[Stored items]
⁂

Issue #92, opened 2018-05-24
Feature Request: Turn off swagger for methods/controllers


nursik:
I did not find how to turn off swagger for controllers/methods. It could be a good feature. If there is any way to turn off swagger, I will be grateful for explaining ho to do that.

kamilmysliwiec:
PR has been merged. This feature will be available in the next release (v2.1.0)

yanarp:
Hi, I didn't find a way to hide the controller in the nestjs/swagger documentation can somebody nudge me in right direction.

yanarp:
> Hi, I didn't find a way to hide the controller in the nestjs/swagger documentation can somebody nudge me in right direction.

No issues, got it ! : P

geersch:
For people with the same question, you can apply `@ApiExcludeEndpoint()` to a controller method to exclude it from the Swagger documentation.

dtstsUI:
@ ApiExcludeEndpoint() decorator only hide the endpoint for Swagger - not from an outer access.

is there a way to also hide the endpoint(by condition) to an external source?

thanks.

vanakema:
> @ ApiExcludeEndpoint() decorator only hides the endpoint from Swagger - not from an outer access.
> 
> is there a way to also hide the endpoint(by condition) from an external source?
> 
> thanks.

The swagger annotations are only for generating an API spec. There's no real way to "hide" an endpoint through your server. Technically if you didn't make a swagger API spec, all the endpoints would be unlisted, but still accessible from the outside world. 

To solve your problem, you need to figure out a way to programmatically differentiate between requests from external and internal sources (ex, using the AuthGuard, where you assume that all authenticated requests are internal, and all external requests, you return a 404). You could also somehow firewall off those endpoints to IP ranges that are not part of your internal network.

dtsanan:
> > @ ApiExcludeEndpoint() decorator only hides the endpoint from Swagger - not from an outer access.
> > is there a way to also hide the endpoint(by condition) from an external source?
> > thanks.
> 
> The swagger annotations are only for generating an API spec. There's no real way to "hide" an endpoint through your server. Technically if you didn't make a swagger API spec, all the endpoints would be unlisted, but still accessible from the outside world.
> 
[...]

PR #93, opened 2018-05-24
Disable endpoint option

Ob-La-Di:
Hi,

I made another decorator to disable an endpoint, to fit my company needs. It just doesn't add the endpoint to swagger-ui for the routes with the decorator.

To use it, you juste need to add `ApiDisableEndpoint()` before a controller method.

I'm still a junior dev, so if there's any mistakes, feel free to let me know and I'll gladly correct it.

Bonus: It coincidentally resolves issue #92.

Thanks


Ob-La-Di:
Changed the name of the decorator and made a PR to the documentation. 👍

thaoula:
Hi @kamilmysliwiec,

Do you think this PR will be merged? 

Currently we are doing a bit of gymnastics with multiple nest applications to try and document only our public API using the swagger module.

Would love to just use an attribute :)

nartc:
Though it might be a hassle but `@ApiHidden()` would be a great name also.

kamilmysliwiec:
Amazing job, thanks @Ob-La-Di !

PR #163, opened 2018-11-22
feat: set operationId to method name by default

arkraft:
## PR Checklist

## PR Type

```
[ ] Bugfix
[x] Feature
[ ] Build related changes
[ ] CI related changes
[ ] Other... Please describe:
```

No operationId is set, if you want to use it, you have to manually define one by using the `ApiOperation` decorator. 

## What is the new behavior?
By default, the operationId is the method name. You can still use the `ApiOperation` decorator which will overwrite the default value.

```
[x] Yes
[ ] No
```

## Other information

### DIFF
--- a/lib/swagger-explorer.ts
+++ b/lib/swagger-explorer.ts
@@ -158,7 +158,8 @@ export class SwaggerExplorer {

⁂

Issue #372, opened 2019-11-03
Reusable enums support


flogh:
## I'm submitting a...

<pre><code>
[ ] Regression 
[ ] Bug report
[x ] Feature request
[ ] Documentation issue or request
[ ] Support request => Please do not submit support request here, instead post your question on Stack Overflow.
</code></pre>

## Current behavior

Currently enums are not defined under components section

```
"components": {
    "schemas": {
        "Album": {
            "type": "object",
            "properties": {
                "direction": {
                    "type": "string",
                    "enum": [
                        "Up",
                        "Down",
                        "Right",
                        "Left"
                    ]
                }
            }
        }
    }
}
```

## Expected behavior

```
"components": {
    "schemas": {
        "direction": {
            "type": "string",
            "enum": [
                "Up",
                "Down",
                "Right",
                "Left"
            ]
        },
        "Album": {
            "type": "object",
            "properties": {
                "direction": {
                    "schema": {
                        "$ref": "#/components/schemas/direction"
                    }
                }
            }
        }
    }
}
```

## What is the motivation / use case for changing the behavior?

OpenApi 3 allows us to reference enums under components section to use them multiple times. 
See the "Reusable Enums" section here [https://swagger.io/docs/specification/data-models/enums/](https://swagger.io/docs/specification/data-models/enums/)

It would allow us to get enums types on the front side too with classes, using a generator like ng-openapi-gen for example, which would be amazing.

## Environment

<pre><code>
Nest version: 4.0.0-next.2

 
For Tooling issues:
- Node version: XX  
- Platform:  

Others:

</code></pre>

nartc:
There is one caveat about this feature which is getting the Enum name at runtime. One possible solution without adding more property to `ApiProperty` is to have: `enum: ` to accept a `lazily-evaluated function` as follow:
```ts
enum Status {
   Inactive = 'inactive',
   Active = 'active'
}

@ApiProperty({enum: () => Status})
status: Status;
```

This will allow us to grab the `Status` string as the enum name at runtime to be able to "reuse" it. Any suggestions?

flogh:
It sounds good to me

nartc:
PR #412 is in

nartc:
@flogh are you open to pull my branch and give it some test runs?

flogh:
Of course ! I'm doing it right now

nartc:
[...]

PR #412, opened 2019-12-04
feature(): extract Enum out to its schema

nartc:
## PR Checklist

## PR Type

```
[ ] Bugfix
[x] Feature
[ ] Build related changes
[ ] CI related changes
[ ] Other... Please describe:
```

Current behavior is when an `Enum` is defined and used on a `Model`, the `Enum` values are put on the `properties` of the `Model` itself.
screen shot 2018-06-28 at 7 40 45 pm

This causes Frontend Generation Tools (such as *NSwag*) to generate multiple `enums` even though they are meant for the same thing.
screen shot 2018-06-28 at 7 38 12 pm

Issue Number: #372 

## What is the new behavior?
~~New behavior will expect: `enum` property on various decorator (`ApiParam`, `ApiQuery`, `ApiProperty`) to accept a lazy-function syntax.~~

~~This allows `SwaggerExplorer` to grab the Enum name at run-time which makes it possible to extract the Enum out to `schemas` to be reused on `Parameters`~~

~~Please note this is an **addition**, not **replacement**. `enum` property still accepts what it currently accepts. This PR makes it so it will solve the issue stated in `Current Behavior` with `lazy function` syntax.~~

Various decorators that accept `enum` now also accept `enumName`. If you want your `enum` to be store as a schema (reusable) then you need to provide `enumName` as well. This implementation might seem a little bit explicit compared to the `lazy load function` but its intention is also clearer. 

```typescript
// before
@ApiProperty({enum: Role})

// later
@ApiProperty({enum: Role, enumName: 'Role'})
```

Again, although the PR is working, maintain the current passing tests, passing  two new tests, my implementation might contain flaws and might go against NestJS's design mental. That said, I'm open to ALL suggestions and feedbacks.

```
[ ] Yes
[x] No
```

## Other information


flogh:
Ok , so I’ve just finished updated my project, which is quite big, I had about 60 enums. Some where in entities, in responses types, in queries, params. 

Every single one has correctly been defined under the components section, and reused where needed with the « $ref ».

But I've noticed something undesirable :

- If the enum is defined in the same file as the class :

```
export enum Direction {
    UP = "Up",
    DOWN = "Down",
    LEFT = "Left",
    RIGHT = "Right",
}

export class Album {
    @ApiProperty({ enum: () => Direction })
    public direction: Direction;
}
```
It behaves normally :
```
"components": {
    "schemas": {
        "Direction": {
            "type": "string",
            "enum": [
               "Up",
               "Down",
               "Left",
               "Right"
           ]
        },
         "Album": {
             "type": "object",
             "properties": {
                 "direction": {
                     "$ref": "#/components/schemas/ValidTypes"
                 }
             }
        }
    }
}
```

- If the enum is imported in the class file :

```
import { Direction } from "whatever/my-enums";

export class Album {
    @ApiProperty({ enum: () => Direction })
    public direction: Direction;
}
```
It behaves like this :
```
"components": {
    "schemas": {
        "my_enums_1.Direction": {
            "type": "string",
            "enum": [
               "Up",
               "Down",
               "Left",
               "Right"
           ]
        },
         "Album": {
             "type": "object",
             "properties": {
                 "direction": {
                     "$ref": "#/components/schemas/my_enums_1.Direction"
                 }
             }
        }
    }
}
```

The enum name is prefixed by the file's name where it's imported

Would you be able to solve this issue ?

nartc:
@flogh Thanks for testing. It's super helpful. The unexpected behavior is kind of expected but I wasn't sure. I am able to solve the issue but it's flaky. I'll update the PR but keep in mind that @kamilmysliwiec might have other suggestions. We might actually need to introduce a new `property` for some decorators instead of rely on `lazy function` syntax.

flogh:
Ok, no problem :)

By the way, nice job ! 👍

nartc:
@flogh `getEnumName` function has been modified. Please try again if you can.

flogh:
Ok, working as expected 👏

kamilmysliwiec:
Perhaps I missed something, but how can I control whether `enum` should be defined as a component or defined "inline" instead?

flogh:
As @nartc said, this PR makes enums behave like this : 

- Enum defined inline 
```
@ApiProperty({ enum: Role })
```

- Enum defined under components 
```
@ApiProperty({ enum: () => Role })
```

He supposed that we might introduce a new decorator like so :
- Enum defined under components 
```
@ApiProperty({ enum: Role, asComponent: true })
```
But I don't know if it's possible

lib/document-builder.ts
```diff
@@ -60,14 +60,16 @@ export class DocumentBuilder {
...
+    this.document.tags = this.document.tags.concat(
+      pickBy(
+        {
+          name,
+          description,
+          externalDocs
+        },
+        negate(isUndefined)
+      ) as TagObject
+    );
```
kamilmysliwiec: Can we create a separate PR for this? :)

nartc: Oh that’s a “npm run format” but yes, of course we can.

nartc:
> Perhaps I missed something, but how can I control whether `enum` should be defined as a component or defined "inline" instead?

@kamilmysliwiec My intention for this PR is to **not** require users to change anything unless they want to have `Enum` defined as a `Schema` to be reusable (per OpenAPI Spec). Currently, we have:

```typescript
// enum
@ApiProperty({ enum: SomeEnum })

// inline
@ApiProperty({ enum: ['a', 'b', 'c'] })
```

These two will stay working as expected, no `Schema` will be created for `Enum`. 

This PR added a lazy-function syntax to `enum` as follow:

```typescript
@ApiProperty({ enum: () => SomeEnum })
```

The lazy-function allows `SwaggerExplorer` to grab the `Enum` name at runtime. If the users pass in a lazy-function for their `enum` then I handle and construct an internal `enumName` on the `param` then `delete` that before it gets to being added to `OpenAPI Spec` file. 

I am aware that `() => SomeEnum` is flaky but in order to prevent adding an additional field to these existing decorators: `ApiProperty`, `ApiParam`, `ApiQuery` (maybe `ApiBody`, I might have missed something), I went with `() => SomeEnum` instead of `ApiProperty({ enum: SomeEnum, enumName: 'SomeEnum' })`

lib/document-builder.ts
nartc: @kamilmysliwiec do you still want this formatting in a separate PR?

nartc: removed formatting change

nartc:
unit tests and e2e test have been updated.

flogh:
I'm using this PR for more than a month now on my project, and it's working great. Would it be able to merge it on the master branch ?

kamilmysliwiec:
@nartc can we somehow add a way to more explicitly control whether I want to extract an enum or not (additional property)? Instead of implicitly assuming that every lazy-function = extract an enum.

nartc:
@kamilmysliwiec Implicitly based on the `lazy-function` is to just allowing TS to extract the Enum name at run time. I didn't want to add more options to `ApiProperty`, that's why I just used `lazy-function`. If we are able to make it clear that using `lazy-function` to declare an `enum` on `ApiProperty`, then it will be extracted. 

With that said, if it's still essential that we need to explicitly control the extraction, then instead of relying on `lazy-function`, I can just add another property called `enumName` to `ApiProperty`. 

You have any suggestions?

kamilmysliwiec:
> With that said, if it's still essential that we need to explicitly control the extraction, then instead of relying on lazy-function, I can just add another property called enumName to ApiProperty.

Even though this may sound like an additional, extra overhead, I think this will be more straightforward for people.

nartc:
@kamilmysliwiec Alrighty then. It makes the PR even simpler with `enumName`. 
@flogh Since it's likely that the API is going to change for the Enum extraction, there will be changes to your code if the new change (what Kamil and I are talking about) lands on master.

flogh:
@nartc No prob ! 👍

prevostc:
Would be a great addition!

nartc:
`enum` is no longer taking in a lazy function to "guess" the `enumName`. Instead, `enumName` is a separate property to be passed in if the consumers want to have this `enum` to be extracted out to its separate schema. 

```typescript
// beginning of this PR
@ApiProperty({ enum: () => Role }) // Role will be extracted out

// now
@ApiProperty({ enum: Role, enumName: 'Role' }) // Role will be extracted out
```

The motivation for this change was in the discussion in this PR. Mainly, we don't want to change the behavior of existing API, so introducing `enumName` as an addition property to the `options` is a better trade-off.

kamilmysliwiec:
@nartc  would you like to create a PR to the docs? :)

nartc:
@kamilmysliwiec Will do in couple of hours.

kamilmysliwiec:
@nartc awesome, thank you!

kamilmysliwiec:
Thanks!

⁂

▸ Activity: Only the number should be given: the count of lines above that hold the word "next".

▸ Response area: 2